Agentic Fuzzing: Opportunities and Challenges

2026-05-11Cryptography and Security

Cryptography and SecuritySoftware Engineering
AI summary

The authors created a new bug-finding method called agentic fuzzing that uses AI agents to think through problems like a human would, starting from known bugs to find related ones in different parts of the code. Unlike traditional tools, their method reasons about the cause of bugs and tests new possible scenarios, even if they look very different from the original bug. They tested this on popular JavaScript engines and found many bugs, showing their approach can discover tricky logic flaws. They also acknowledge that the method is still new and has challenges to solve.

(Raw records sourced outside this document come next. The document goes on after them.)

PR #34532, opened 2020-02-18
[FEATURE] mesh simplification

### LINKED ISSUE #31575: Adaptive derived mesh
Render speed enhancements by using resampling at different zoom resolutions –
create “overview” for grids

Right now the derived triangles are calculated once and they are kept for all zoom levels and canvas extents. This is sub-optimal, since the the number of rendered elements should be dependent on zoom level (it is not useful to have multiple triangles for one rendered pixel or on the other hand one triangle for whole canvas). 

Current implementation also assumes that the native/original vertices are always used in the derived mesh. This assumption leads into various bugs with reprojection.

related: https://github.com/qgis/QGIS/issues/29330

related: https://github.com/qgis/QGIS/issues/28827

vcloarec:
As mesh layer could have millions of triangles, rendering could be very slow, especially when all the triangles are displayed in the view whereas triangles are too small to be viewed. 

For those situations, this PR provides an option to simplify the mesh. Simplification leads to one or more simplified mesh that represents levels of detail. When rendering the mesh, the appropriate level of detail is chosen to have an adequate rendering depending on the view.

A new tab in the mesh layer properties widget allows the user to change the settings :
- The reduction factor is used to simplify mesh, each level of details has approximately a number of triangles equal the number of triangles of the previous level of details divided by the reduction factor
- Maximum mesh resolution: this is the average size (in pixels) of the triangles that is permitted to display, if this average size of the mesh is lesser than this value, a lower level of details mesh is displayed, which will have a average size just greater than the maximum mesh resolution.

meshSimplificationWidget

This feature permits to speed up rendering as in those tables (result in milliseconds) :
meshSimplicationBenchmark

Demo GIF
Before:
meshSimplificationbefore

After:
meshSimplificationAfter


PeterPetrik:
fixes #31575

PeterPetrik (approved):
already reviewed in the PR within vcloarec fork https://github.com/vcloarec/QGIS/pull/4

external/meshOptimizer/LICENSE.md
```diff
@@ -0,0 +1,21 @@
+MIT License
```
nyalldawson: Can you add external/meshOptimizer to the exceptions paths in scripts/astyle.sh?

src/analysis/mesh/qgsmeshcalcutils.cpp
```diff
@@ -699,20 +699,11 @@ void QgsMeshCalcUtils::updateMesh() const
...
-    // some dummy triangular mesh.
-    QgsMapSettings mapSettings;
-    mapSettings.setExtent( mMeshLayer->extent() );
-    mapSettings.setDestinationCrs( mMeshLayer->crs() );
-    mapSettings.setOutputDpi( 96 );
-    QgsRenderContext context = QgsRenderContext::fromMapSettings( mapSettings );
-
-    delete mMeshLayer->createMapRenderer( context );
+    QgsCoordinateTransform transform;
+    transform.setDestinationCrs( mMeshLayer->crs() );
```
nyalldawson: You **need** to use the correct transform context here

src/analysis/mesh/qgsmeshcontours.cpp
```diff
@@ -43,13 +43,11 @@ QgsMeshContours::QgsMeshContours( QgsMeshLayer *layer )
...
-  QgsMapSettings mapSettings;
-  mapSettings.setExtent( mMeshLayer->extent() );
-  mapSettings.setDestinationCrs( mMeshLayer->crs() );
-  mapSettings.setOutputDpi( 96 );
-  QgsRenderContext context = QgsRenderContext::fromMapSettings( mapSettings );
-  mTriangularMesh.reset( new QgsTriangularMesh() );
-  mTriangularMesh->update( mNativeMesh.get(), &context );
+  QgsCoordinateTransform transform;
+  transform.setDestinationCrs( mMeshLayer->crs() );
+  transform.setSourceCrs( mMeshLayer->crs() );
```
nyalldawson: Same here -- you need to use the transform context

src/app/mesh/qgsmeshlayerproperties.cpp
```diff
@@ -146,6 +146,13 @@ void QgsMeshLayerProperties::syncToLayer()
 #ifdef HAVE_3D
   mVector3DWidget->setLayer( mMeshLayer );
 #endif
+
+  QgsDebugMsg( QStringLiteral( "populate rendering tab" ) );
```
nyalldawson: Remove, or use QgsDebugMsgLevel at a lower level

src/app/mesh/qgsmeshlayerproperties.cpp
```diff
@@ -204,6 +211,22 @@ void QgsMeshLayerProperties::apply()
   mVector3DWidget->apply();
 #endif
 
+  QgsDebugMsg( QStringLiteral( "processing rendering tab" ) );
```
nyalldawson: Same

src/core/mesh/qgsmeshlayer.cpp
```diff
@@ -73,6 +73,27 @@ void QgsMeshLayer::setDefaultRendererSettings()
...
+    for ( int i = 0; i < simplifyMeshes.count() ; ++i )
+    {
+      mTriangularMeshes.emplace_back( simplifyMeshes[i] );
+    }
+  }
+}
+
+bool QgsMeshLayer::hasSimplifiedMeshes() const
+{
+  return ( mTriangularMeshes.size() > 1 );
```
nyalldawson: SHould this be > 0? If it's correct, a comment would be useful to explain why

src/core/mesh/qgsmeshlayer.h
```diff
@@ -182,18 +183,24 @@ class CORE_EXPORT QgsMeshLayer : public QgsMapLayer
...
+     * and the simplified triangular meshes, the one returned is which has the average triangle size just greater than triangleSize.
+     * The size of a triangle is the maximum between the height and the width of the triangle bounding box
+     * For default parameter (=0), it returns base triangular mesh.
+     * \param minimumTriangleSize is the average size criteria in canvas map units
+     * \returns triangular mesh
+     * \note triangular size added in QGIS 3.14
      * \note Not available in Python bindings
      */
-    QgsTriangularMesh *triangularMesh() SIP_SKIP;
+    QgsTriangularMesh *triangularMesh( double minimumTriangleSize = 0 ) const SIP_SKIP;
```
nyalldawson: What happens with owernship here? Is it a factory?

src/core/mesh/qgsmeshsimplificationsettings.h
```diff
@@ -0,0 +1,80 @@
...
+
+#include "qgis_core.h"
+#include "qgis.h"
+
+/**
+ * \ingroup core
+ *
+ * Represents a overview renderer settings
+ *
+ * \note The API is considered EXPERIMENTAL and can be changed without a notice
```
nyalldawson: If this is the case, you could consider hiding it from Python for now?

src/core/mesh/qgsmeshsimplificationsettings.h
```diff
@@ -0,0 +1,80 @@
...
+     * This reduction factor is used for simplification of each successive simplified mesh. For  example, if the base mesh has 5M faces,
+     * and the reduction factor is 10, the first simplified mesh will have approximativly 500 000 faces, the second 50 000 faces,
+     * the third 5000, ...
+     * If highter reduction factor leads to simpler meshes, it produces also fewer levels of detail.
+     * The reduction factor has to be strictly greater than 1. If not, the simplification processus will render nothing.
+     */
+    void setReductionFactor( double value );
+
+    //! Writes configuration to a new DOM element
+    QDomElement writeXml( QDomDocument &doc ) const;
```
nyalldawson: Add QgsReadWriteContext arguments to this and readXml, just in case we need them in future

src/core/mesh/qgstriangularmesh.h
```diff
@@ -118,6 +120,41 @@ class CORE_EXPORT QgsTriangularMesh
...
+     * the prededent goal of number of triangles.
+     * There are as many simplified meshes as necessary to have a the minimum triangles count on the last simplified mesh.
+     *
+     * The caller has to take the ownership of returned meshes.
+     *
+     * \param reductionFactor is the factor used to reduce the number of triangles of the mesh
+     * \param minimumTrianglesCount is the minimal faces count on simplified mesh
+     * \since QGIS 3.14
+     */
+    QVector<QgsTriangularMesh *> simplifyMesh( double reductionFactor, int minimumTrianglesCount = 10 ) const;
```
nyalldawson: SIP_FACTORY ?

nyalldawson (changes requested):

src/core/mesh/qgsmeshlayer.cpp
vcloarec: you're right...

src/core/mesh/qgstriangularmesh.h
vcloarec: hmmm, this file is SIP_NO_FILE

src/core/mesh/qgsmeshlayer.h
vcloarec: keep ownership, added in the doc

nyalldawson: thanks!

src/core/mesh/qgsmeshlayer.cpp
PeterPetrik: isn't mTriangularMeshes[0] base triangular mesh? so if mTriangularMeshes == 0, it has not base trianguler mesh, nor simplified meshed, if mTriangularMeshes == 1, it has base trinagular mesh, and if mTriangularMeshes > 1 it has simplified meshes & base mesh

vcloarec: @PeterPetrik exactly, I was a bit confusing last evening, due to a long day... As unit test made me back to the good road, only a comment is added...

PeterPetrik: testing, such an underestimated power

src/core/mesh/qgsmeshsimplificationsettings.h
vcloarec: yes no need now in Python, so I add SIP_NO_FILE

src/app/mesh/qgsmeshlayerproperties.cpp
vcloarec: done

src/analysis/mesh/qgsmeshcalcutils.cpp
```diff
@@ -699,20 +700,9 @@ void QgsMeshCalcUtils::updateMesh() const
...
-    // of the native mesh. So create
-    // some dummy triangular mesh.
-    QgsMapSettings mapSettings;
-    mapSettings.setExtent( mMeshLayer->extent() );
-    mapSettings.setDestinationCrs( mMeshLayer->crs() );
-    mapSettings.setOutputDpi( 96 );
-    QgsRenderContext context = QgsRenderContext::fromMapSettings( mapSettings );
-
-    delete mMeshLayer->createMapRenderer( context );
+    QgsCoordinateTransform transform( mMeshLayer->crs(), mMeshLayer->crs(), QgsProject::instance() );
```
nyalldawson: You need to avoid the QgsProject::instance() call here -- that will cause all sorts of issues in processing and elsewhere. You'll need to instead make the QgsTransformContext an argument for updateMesh() (or in the constructor for QgsMeshCalcUtils )

src/analysis/mesh/qgsmeshcontours.cpp
```diff
@@ -43,13 +44,10 @@ QgsMeshContours::QgsMeshContours( QgsMeshLayer *layer )
...
 
-  QgsMapSettings mapSettings;
-  mapSettings.setExtent( mMeshLayer->extent() );
-  mapSettings.setDestinationCrs( mMeshLayer->crs() );
-  mapSettings.setOutputDpi( 96 );
-  QgsRenderContext context = QgsRenderContext::fromMapSettings( mapSettings );
-  mTriangularMesh.reset( new QgsTriangularMesh() );
-  mTriangularMesh->update( mNativeMesh.get(), &context );
+
+  QgsCoordinateTransform transform( mMeshLayer->crs(), mMeshLayer->crs(), QgsProject::instance() );
```
nyalldawson: same here -- gotta make the transform context an explicit argument in the constructor

src/analysis/mesh/qgsmeshcalcutils.cpp
vcloarec: I am asking my self, here, not sure there is a real context for transform. More over, there is not a real transform as the transform is from layer crs to layer crs. It is just a workaround to create a triangular mesh in the layer crs taht will be used to mesh calculator operation. The CRS will always be the layer CRS.
Can we just used a "empty" QgsTransformContext obtained by default constructor ?

PeterPetrik: in that case maybe you can create a function that does not take transformation at all (or as default transformation is invalid) and it will not reproject vertices when creating the triangular mesh. And here in the code you will not pass there any context ,so it would be obvious what is going on here.

vcloarec: @PeterPetrik , very good idea, so no need the transform here and no workaround anymore!

src/core/mesh/qgsmeshlayer.h
```diff
@@ -198,9 +198,10 @@ class CORE_EXPORT QgsMeshLayer : public QgsMapLayer
 
     /**
      * Update the base triangular mesh, create one if it doesn't exist
+     * \param transform Transforamtion from layer CRS to destination (e.g. map) CRS. With invalid tranform, it keeps the native mesh CRS
```
PeterPetrik: typo Transforamtion

src/core/mesh/qgstriangularmesh.h
```diff
@@ -53,13 +53,12 @@ class CORE_EXPORT QgsTriangularMesh
     ~QgsTriangularMesh();
 
     /**
-     * If update is needed (not yet constructed, native mesh changed or CRS changed),
-     * constructs triangular mesh from layer's native mesh and context. Populates spatial index.
+     * Constructs triangular mesh from layer's native mesh and transform to destination CRS. Populates spatial index.
      * \param nativeMesh QgsMesh to access native vertices and faces
-     * \param transform coordinate transform from layer CRS
+     * \param transform Transforamtion from layer CRS to destination (e.g. map) CRS. With invalid tranform, it keeps the native mesh CRS
```
PeterPetrik: Transforamtion

src/core/mesh/qgstriangularmesh.h
```diff
@@ -53,13 +53,12 @@ class CORE_EXPORT QgsTriangularMesh
...
      * \returns true if the mesh is effectivly updated, and false if not
     */
-    bool update( QgsMesh *nativeMesh, const QgsCoordinateTransform &transform );
+    bool update( QgsMesh *nativeMesh, const QgsCoordinateTransform &transform = QgsCoordinateTransform() );
```
PeterPetrik: you probably need to add check when `!transform.isValid()` to the logic when to update the code?

vcloarec: done

PeterPetrik:
@nyalldawson i would like to merge this (you still have "requesting changes flag"). Do you have any other comment?

PR #34260, opened 2020-02-04
Backport #33683 oracle identity field management

SebastienPeillet:
## Description

Backport of #33683 `Oracle field generated always as identity`

Fix #33681

This PR has been forgotten by @qgib because it was disable when the merge appended.

PR #34546, opened 2020-02-19
BUG: fix invalid layer result when Oracle version is under 12

SebastienPeillet:
## Description

Relative to this [thread](
http://osgeo-org.1560.x6.nabble.com/Editing-Oracle-table-can-t-add-feature-td5423980.html)

Since the identity type is handled by oracle providers (cf. #33683), layers are considered as unvalid for users who use Oracle version under 12. Indeed *all_tab_identity_cols* table doesn't exist before 12 version. In consequence the sql request for identity columns fails.

This PR fix this problem.

### DIFF
--- a/src/providers/oracle/qgsoracleprovider.cpp
+++ b/src/providers/oracle/qgsoracleprovider.cpp
@@ -1028,28 +1028,43 @@ bool QgsOracleProvider::determineAlwaysGeneratedKeys()
     return false;
   }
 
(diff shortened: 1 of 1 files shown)


nyalldawson:
Does this need backporting?

SebastienPeillet:
In my opinion yes, but I didn't mention it because the previous PR about identity type is still waiting for backporting (#34260).

PR #34568, opened 2020-02-20
Add algorithms for raising warnings and exceptions from models

nyalldawson:
These algorithms raise either a custom warning in the processing log, OR raise
an exception which causes the model execution to terminate.

An optional condition expression can be specified to control whether or not
the warning/exception is raised, allowing logic like "if the output layer from
another algorithm contains more then 10 features, then abort the model execution"

Sponsored by Fisel + König


alexbruy (approved):

nyalldawson:
Thanks @alexbruy !

PR #34576, opened 2020-02-20
Fix unicode character errors when fetching WKT string from GDAL

nirvn:
## Description

Without this fix, wkt string passed on by GDAL's OSRExportToWktEx function have unicode character errors. For e.g.:
image

### DIFF
--- a/src/core/qgsogrutils.cpp
+++ b/src/core/qgsogrutils.cpp
@@ -736,7 +736,7 @@ QString QgsOgrUtils::OGRSpatialReferenceToWkt( OGRSpatialReferenceH srs )
   OSRExportToWkt( srs, &pszWkt );
 #endif
 
-  const QString res( pszWkt );
+  const QString res = QString::fromLatin1( pszWkt );
   CPLFree( pszWkt );
   return res;
 }


lbartoletti (approved):

nirvn:
@rouault , looks good to you?

nyalldawson:
Ping @rouault

rouault:
I don't think this is appropriate. Unfortunately WKT strings might be in Latin1 or UTF-8, so that should be conditionialized by some detection of the encoding

(note: I'm sorry I just noticed that one by chance. I'm unable to make my email @rouault filter works apparently probably because I've another filter for general qgis emails ...)

rouault:
Thinking that instead of QGIS messing with that, this should perhaps be better fixed in PROJ itself. On ingestion of WKT, PROJ would try to detect if its UTF-8 or Latin1. If the later, then it would recode to UTF-8 (which would guarantee than its output is UTF-8). PROJ 7 has 'imported' a few recoding routines from GDAL in src/filemanager.cpp, that could probably be used for that purpose.

rouault:
Hum, wait... In the screeshot, it seems the WKT comes from the SRS of a TIFF file, but TIFF don't contain WKT. The WKT is synthetized by GDAL / PROJ. How come do you get Latin1 ? PROJ >= 6 database only contains UTF-8

nirvn:
@rouault , you can check the file here: https://www.dropbox.com/s/dvleccq5ico94wz/cambodia-indian1960.tif?dl=0

nyalldawson:
@nirvn did you create that file?

nirvn:
@nyalldawson , yes, a long time ago in a far far galaxy (in mid 2017, so early QGIS 3, ~GDAL 2.2).

rouault:
The file is fine. There's no WKT in it as expected. "gdalsrsinfo cambodia-indian1960.tif.part > /tmp/out.txt" + "file /tmp/out.txt" reports "UTF-8 Unicode text" as expected. Isn't the issue that the HTML report isn't ready for UTF-8 characters ? Are you sure that the non-ASCII characters are really Latin1 ones ?

nirvn:
@rouault , I'll check again tonight but I'm pretty sure outputting the wkt string via the QGIS python console, ie iface.activeLayer().crs().toWkt(), also results in a malformed string. I remember testing this before filing the issue.

nirvn:
@rouault , just checked, my recollection was correct, the string is malformed when called from the python console too:
Screenshot from 2020-02-28 16-41-06

nyalldawson:
So what's the verdict here? PROJ issue? GDAL issue? QGIS issue?

rouault:
I feel more investigation should be done to better understand the root cause of the issue

PR #34581, opened 2020-02-20
Small rework on QgsFeatureFilterModel

### LINKED ISSUE #34580: Qgis crash when opening an attribute table on a layer
**Describe the bug**
Qgis hang and crash when opening an attribute table.

**How to Reproduce**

fuzzingstatic analysislogic bugslarge language models (LLMs)bug root causecodebaseJavaScript enginebug triageCVEproof-of-concept
Authors
Junyoung Park, Insu Yun
Abstract
Fuzzers and static analyzers find many bugs but struggle with logic bugs in mature codebases. Triggering such a bug often requires multi-step reasoning that produces no distinctive execution feedback, and variants can appear across implementations too different for a single pattern to match. Recent LLM-assisted approaches help, but they use LLMs as auxiliaries rather than as the reasoning engine. We propose agentic fuzzing, a bug-finding approach seeded by historical bugs in which deep agents perform the reasoning directly. Given a reference bug, the agent analyzes its root cause, hypothesizes new scenarios elsewhere in the codebase that may share that cause, and verifies each hypothesis by generating and running proof-of-concept code. This lets the agent find variants that differ completely in trigger path or code structure from the reference. We identify three practical challenges in implementing agentic fuzzing: harness engineering, redundant investigations across seeds with similar root causes, and scheduling seeds in a large corpus. We address these in AFuzz through a four-stage agent pipeline, scenario coverage that deduplicates previously explored scenarios, and a DPP-MAP scheduler that orders seeds by diversity. We ran AFuzz on the V8 JavaScript engine for about one month, finding 40 bugs (including three duplicates), receiving a total $35,000 bounty, and being assigned two CVEs. AFuzz also found 19 bugs (including one duplicate) in SpiderMonkey and JavaScriptCore using the seeds from V8. However, agentic fuzzing is in its early stages with several remaining open problems we discuss in the paper. Still, we think it points to a promising direction for finding logic bugs.